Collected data
------------------------

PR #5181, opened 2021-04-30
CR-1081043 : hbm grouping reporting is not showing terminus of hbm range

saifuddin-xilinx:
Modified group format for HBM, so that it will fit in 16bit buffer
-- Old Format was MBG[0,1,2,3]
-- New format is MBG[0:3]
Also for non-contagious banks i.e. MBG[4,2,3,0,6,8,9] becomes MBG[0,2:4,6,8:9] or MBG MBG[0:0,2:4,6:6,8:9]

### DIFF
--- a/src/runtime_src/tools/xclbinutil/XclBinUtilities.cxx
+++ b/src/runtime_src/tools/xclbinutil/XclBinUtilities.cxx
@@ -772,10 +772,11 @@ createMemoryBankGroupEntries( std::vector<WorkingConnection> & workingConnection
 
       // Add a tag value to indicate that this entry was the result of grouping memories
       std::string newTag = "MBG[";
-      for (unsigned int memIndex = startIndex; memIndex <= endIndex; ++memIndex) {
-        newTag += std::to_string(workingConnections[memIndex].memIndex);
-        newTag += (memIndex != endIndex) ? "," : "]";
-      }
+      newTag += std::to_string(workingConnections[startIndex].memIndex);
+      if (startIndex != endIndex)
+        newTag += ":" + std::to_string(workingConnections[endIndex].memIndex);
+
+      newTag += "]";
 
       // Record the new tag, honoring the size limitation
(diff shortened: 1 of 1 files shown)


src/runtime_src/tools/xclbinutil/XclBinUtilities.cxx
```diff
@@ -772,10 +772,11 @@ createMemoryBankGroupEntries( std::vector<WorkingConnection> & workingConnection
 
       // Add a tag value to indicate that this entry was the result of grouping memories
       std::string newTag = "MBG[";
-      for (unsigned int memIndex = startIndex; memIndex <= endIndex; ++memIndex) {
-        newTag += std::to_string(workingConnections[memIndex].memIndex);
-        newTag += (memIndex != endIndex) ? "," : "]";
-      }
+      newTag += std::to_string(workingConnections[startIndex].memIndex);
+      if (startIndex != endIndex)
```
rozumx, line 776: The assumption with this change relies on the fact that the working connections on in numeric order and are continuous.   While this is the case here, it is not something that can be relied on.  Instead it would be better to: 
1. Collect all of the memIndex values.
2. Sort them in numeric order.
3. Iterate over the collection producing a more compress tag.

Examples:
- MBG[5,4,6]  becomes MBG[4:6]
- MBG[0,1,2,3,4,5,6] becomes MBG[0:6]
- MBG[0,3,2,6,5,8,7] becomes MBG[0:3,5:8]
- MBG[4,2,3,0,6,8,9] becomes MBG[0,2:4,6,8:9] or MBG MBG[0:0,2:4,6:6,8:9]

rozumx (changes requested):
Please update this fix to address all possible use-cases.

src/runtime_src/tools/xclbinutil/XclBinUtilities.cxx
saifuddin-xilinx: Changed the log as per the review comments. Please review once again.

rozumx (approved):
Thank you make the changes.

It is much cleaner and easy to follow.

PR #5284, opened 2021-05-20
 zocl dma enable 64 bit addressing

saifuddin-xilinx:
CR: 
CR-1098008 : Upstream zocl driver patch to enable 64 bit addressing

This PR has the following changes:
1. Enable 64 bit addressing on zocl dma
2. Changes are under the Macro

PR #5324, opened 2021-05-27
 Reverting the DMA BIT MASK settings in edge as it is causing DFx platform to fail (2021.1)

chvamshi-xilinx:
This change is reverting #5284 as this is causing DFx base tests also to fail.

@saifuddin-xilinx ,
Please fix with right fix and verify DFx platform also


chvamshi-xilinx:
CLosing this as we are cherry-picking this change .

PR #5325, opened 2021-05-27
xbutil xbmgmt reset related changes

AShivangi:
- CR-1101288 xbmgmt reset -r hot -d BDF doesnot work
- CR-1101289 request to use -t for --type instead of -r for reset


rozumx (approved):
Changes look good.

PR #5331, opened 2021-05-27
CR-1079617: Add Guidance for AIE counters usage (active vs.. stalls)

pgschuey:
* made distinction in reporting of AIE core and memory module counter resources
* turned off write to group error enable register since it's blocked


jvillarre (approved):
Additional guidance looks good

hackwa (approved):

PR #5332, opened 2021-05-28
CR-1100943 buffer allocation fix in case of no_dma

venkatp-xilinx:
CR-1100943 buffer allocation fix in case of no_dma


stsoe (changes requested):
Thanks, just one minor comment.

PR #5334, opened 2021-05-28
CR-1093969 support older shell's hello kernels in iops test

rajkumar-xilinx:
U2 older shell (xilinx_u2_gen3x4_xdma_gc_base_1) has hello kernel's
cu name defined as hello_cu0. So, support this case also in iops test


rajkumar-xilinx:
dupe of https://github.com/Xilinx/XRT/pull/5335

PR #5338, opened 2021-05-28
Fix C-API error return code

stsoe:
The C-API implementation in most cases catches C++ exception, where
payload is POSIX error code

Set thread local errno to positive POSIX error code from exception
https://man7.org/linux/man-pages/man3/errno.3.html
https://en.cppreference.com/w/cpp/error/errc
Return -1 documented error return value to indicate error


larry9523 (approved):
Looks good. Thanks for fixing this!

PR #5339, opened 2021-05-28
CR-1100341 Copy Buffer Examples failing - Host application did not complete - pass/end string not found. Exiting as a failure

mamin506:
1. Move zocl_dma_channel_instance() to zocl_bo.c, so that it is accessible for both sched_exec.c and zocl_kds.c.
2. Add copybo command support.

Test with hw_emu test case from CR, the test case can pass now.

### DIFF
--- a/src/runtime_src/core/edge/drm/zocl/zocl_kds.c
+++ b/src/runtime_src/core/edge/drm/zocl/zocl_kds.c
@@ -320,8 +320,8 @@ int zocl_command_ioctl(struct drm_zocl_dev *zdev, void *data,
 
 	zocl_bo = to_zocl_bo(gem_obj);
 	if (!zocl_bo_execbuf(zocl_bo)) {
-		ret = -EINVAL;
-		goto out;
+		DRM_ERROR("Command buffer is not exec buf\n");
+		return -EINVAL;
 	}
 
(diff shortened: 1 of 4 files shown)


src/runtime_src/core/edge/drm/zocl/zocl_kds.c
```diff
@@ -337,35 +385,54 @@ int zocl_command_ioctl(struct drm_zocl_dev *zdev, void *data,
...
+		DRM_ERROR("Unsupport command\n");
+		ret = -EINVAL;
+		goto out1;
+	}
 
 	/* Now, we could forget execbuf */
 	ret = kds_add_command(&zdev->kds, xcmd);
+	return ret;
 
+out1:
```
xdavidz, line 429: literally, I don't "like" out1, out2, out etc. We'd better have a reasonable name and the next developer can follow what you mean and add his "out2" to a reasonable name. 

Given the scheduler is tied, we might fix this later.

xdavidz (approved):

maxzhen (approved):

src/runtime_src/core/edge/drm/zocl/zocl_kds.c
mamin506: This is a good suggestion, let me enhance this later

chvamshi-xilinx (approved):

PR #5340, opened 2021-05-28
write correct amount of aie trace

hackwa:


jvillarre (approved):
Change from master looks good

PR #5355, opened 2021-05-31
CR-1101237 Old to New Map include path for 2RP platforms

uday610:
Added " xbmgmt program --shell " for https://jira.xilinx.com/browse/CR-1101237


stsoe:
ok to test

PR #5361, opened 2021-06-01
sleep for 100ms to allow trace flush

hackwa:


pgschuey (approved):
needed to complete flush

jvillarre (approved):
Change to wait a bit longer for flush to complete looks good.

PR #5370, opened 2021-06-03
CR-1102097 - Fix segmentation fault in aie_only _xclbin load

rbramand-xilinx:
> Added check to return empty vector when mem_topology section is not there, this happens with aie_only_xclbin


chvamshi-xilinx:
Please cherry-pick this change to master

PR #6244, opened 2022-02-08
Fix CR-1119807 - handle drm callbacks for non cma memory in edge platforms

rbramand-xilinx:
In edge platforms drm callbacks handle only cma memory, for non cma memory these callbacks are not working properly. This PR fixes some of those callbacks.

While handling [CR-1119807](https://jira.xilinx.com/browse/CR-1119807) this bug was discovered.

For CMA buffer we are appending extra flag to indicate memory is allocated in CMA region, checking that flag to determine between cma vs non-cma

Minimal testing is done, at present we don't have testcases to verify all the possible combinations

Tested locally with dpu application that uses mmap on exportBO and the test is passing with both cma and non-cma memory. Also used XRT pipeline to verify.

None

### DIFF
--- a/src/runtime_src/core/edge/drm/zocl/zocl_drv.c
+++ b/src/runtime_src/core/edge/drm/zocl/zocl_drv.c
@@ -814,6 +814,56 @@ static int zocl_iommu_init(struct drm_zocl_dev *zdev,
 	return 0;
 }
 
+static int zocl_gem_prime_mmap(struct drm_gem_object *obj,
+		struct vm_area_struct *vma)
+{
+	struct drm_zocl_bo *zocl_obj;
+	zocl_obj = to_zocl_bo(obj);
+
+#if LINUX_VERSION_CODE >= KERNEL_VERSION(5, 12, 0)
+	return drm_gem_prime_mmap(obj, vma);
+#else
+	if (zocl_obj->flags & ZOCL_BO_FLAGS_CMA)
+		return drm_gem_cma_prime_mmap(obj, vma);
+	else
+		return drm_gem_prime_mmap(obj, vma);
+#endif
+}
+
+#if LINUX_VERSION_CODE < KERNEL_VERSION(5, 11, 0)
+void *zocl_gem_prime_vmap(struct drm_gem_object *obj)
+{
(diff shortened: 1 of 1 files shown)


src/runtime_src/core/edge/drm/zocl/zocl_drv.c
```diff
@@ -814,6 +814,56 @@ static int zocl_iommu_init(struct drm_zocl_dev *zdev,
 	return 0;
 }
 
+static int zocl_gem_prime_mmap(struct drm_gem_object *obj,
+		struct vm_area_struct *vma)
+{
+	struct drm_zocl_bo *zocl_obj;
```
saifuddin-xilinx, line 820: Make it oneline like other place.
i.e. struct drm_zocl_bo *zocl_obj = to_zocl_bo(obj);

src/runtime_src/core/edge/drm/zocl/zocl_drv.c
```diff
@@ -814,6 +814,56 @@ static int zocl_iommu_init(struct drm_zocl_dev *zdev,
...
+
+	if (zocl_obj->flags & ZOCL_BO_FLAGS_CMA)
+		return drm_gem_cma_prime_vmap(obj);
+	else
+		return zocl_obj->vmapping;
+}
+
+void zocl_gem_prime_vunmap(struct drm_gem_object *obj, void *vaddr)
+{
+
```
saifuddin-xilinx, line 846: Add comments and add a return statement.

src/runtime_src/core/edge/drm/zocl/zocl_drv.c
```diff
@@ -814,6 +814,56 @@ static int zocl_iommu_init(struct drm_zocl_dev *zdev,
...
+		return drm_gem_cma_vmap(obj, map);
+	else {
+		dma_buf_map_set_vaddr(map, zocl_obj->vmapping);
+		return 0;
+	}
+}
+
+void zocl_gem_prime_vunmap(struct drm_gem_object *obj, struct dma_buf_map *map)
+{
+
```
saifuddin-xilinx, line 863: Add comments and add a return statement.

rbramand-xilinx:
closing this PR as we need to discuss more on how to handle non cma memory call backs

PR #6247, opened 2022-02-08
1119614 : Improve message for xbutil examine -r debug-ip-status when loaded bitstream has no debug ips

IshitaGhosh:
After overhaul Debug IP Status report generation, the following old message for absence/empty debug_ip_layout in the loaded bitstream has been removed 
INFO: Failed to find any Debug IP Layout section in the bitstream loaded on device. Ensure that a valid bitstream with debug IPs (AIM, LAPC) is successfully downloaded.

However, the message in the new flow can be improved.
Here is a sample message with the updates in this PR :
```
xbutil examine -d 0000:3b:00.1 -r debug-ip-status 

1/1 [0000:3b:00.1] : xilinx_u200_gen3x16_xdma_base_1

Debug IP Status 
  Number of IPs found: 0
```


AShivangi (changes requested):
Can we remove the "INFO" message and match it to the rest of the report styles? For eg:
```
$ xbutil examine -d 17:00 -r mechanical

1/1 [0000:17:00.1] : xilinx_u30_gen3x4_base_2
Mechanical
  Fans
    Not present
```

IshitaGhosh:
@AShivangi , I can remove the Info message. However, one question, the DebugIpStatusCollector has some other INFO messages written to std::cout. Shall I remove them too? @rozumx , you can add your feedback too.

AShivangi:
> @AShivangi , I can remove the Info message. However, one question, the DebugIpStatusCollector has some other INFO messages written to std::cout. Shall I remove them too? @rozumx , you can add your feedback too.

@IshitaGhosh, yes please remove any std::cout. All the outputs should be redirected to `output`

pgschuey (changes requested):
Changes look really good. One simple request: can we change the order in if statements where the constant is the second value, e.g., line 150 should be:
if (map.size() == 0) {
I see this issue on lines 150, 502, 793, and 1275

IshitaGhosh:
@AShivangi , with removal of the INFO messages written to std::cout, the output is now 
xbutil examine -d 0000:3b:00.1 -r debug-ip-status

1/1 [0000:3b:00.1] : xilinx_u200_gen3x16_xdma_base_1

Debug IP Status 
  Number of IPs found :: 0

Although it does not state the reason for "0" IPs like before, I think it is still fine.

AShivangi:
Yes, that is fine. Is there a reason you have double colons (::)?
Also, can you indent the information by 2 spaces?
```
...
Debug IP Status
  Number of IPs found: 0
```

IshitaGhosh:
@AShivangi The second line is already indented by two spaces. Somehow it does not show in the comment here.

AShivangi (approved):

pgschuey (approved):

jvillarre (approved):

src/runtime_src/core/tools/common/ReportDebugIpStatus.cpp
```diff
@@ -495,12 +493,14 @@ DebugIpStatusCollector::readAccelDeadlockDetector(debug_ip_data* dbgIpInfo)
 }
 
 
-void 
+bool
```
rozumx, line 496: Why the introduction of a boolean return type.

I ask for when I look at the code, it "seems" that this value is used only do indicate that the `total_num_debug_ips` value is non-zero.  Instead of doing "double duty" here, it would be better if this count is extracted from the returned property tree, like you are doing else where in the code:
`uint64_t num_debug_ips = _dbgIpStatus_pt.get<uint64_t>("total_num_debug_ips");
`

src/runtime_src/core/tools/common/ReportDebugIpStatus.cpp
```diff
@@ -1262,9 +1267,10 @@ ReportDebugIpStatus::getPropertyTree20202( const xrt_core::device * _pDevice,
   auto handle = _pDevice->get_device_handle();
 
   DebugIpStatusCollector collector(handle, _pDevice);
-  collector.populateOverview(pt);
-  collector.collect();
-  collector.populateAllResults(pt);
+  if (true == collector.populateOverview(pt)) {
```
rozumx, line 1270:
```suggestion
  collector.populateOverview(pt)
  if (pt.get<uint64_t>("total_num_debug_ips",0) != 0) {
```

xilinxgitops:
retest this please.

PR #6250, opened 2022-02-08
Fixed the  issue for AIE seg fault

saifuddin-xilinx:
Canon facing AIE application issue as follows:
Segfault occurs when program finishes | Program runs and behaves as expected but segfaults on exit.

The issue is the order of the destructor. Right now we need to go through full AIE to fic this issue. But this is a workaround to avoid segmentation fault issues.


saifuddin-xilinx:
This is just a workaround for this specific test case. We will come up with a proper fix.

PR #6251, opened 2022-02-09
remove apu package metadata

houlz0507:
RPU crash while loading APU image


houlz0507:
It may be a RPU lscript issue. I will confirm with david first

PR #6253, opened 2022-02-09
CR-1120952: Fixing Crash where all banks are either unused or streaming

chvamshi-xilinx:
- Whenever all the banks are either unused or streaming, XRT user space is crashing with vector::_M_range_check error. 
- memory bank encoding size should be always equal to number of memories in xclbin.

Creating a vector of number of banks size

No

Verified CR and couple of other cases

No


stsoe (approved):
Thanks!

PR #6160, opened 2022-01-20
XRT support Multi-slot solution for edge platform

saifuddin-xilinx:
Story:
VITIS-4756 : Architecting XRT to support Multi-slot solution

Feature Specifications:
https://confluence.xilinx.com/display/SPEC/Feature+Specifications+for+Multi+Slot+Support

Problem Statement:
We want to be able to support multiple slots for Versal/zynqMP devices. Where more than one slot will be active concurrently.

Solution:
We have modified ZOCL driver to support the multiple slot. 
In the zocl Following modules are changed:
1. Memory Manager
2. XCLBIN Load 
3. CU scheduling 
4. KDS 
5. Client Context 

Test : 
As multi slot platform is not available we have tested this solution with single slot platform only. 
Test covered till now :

------------------------

Work task: Copy each line of the records that contains the word "XclBinUtilities".

Reply to the task:
--- a/src/runtime_src/tools/xclbinutil/XclBinUtilities.cxx
+++ b/src/runtime_src/tools/xclbinutil/XclBinUtilities.cxx
src/runtime_src/tools/xclbinutil/XclBinUtilities.cxx
src/runtime_src/tools/xclbinutil/XclBinUtilities.cxx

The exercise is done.